• _YOUR ASSIGNMENT_: In the material below, list every line carrying the string "with".
☆ ☆ ☆ ☆ ☆ ☆ ☆
PR #1280, opened 2023-07-21
fix(sec): upgrading jetty version to 9.4.51.v20230217

bowika:
Fixing CVE, this version can be pulled with jitpack.

### DIFF
--- a/pom.xml
+++ b/pom.xml
@@ -30,7 +30,7 @@
 
     <properties>
         <java.version>1.8</java.version>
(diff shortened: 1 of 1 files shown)


bowika:
I have just now put a commit on top for fixing further ones. Until it is merged, it may use it via jitpack with
eg. pom.xml:
```
        <dependency>
            <groupId>com.github.bowika</groupId>
            <artifactId>spark</artifactId>
            <version>40e9a4fc7e</version>
        </dependency>
```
☆ ☆ ☆ ☆ ☆ ☆ ☆
• _SOLUTION FOR THIS EXERCISE_:
Fixing CVE, this version can be pulled with jitpack.
I have just now put a commit on top for fixing further ones. Until it is merged, it may use it via jitpack with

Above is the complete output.